** Exercise aim **
Pick out each line of the records in which the word "compare" appears.

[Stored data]
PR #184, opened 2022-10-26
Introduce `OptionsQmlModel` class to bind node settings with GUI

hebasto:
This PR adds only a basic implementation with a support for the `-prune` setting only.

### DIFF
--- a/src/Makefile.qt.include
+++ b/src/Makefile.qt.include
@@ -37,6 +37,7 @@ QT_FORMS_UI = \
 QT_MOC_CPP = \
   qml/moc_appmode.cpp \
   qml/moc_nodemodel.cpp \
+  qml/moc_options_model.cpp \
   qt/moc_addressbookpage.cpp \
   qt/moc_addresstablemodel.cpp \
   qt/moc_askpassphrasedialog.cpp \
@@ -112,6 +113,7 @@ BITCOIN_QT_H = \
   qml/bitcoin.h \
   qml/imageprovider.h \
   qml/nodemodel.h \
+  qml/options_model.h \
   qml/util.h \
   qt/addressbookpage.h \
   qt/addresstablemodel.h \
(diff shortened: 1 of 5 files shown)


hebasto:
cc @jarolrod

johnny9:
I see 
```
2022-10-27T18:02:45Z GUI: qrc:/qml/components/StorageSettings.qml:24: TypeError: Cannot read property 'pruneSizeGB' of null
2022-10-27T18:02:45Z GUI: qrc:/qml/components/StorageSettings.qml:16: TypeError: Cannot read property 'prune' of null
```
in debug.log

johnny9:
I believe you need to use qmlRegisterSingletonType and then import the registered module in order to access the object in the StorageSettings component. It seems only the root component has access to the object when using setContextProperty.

--

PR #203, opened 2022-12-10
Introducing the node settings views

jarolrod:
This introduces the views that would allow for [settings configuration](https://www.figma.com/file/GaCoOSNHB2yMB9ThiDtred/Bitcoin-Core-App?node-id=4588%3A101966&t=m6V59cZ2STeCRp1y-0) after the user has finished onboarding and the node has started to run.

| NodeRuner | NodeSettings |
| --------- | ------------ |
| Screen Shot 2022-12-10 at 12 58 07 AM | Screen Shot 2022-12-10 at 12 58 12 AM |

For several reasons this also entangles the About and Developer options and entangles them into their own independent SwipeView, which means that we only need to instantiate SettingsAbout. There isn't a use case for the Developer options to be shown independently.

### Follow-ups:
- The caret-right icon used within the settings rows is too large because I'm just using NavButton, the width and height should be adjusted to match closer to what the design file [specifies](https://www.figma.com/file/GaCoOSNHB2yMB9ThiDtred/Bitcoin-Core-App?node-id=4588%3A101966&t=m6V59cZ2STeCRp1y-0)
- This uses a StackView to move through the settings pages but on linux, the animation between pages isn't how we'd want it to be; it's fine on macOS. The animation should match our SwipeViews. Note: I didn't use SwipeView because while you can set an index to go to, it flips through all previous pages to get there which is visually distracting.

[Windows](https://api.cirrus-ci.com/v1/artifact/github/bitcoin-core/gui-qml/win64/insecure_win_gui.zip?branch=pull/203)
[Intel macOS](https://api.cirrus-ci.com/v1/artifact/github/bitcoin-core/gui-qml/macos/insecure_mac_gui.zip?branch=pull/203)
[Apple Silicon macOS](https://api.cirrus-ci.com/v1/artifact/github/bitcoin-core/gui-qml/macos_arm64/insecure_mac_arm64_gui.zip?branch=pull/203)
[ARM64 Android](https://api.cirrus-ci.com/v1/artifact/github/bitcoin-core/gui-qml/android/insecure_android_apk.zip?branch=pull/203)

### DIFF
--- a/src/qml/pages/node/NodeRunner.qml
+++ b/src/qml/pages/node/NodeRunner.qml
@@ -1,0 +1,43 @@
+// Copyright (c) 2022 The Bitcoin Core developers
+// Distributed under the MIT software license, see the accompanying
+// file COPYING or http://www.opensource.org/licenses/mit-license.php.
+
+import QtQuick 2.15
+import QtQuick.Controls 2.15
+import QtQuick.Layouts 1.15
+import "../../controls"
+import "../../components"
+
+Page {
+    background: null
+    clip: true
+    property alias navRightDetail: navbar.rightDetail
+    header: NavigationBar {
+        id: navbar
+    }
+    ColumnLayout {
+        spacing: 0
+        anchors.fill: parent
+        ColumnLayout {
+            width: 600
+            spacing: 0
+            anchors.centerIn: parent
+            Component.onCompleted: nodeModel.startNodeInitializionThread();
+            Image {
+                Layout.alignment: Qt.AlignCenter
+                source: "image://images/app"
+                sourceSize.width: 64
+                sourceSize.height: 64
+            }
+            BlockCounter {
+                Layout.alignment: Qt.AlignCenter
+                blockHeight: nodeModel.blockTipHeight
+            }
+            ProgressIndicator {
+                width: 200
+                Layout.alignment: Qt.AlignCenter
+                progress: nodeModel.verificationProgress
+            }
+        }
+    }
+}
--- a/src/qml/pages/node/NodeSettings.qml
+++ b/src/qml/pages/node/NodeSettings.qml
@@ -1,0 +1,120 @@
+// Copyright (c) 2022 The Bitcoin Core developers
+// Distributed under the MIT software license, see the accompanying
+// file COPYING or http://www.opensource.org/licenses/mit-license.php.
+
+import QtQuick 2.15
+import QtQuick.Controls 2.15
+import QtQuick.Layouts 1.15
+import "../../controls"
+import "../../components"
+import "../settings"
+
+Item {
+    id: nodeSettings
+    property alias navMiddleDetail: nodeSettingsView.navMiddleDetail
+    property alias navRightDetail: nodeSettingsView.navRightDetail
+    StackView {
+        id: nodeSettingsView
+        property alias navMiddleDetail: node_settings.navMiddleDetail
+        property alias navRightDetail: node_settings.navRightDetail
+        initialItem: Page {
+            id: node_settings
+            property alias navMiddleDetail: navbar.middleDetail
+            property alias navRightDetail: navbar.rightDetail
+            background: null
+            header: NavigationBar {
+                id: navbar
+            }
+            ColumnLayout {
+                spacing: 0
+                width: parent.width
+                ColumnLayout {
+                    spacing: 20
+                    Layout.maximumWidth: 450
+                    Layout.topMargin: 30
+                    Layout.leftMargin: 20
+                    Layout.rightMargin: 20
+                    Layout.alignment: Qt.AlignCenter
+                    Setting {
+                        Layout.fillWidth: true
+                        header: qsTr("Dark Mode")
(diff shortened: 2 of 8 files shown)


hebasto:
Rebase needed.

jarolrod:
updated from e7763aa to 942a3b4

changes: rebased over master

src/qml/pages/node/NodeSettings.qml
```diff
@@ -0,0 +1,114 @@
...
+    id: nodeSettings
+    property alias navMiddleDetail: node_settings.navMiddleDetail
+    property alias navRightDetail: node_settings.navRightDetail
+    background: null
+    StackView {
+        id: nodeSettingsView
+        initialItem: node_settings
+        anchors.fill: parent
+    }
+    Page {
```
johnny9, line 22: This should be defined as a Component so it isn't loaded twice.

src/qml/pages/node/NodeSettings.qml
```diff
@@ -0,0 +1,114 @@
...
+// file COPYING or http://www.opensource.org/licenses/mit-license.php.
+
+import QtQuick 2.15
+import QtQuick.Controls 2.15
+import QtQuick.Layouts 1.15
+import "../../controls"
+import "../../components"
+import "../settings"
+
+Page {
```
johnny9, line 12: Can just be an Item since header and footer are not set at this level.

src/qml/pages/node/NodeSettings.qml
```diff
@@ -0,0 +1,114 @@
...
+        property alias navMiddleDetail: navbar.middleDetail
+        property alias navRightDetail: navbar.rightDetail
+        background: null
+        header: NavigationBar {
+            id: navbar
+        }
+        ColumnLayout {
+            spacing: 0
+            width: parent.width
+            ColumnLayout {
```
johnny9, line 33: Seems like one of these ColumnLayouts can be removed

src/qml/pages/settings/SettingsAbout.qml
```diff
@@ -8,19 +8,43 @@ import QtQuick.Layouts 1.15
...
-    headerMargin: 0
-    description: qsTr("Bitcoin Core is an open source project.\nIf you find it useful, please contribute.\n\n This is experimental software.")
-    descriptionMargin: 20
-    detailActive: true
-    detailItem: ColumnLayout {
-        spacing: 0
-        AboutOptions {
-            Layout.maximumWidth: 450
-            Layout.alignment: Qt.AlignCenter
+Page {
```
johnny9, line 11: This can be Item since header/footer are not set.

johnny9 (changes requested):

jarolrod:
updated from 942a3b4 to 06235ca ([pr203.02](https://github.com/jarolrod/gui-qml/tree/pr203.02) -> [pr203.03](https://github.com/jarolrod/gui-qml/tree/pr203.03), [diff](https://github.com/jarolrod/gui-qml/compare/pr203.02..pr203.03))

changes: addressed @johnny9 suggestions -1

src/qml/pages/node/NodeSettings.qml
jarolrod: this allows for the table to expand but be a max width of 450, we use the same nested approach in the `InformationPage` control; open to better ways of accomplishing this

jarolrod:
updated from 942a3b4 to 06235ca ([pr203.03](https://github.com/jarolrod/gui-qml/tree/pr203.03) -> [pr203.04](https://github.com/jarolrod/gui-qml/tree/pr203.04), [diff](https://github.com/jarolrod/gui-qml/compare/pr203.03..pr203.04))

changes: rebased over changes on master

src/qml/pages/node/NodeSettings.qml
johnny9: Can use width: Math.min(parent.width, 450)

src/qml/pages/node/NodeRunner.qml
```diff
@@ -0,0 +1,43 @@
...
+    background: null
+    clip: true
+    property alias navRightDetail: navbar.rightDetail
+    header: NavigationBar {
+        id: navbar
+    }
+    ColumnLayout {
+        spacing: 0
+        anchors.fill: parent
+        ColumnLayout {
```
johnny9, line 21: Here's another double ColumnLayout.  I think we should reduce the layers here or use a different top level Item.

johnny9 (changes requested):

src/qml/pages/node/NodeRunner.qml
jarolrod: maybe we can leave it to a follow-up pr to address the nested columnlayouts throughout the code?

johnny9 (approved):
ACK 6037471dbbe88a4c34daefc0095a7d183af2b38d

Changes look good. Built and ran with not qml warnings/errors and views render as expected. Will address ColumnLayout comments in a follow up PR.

** Output **
updated from 942a3b4 to 06235ca ([pr203.02](https://github.com/jarolrod/gui-qml/tree/pr203.02) -> [pr203.03](https://github.com/jarolrod/gui-qml/tree/pr203.03), [diff](https://github.com/jarolrod/gui-qml/compare/pr203.02..pr203.03))
updated from 942a3b4 to 06235ca ([pr203.03](https://github.com/jarolrod/gui-qml/tree/pr203.03) -> [pr203.04](https://github.com/jarolrod/gui-qml/tree/pr203.04), [diff](https://github.com/jarolrod/gui-qml/compare/pr203.03..pr203.04))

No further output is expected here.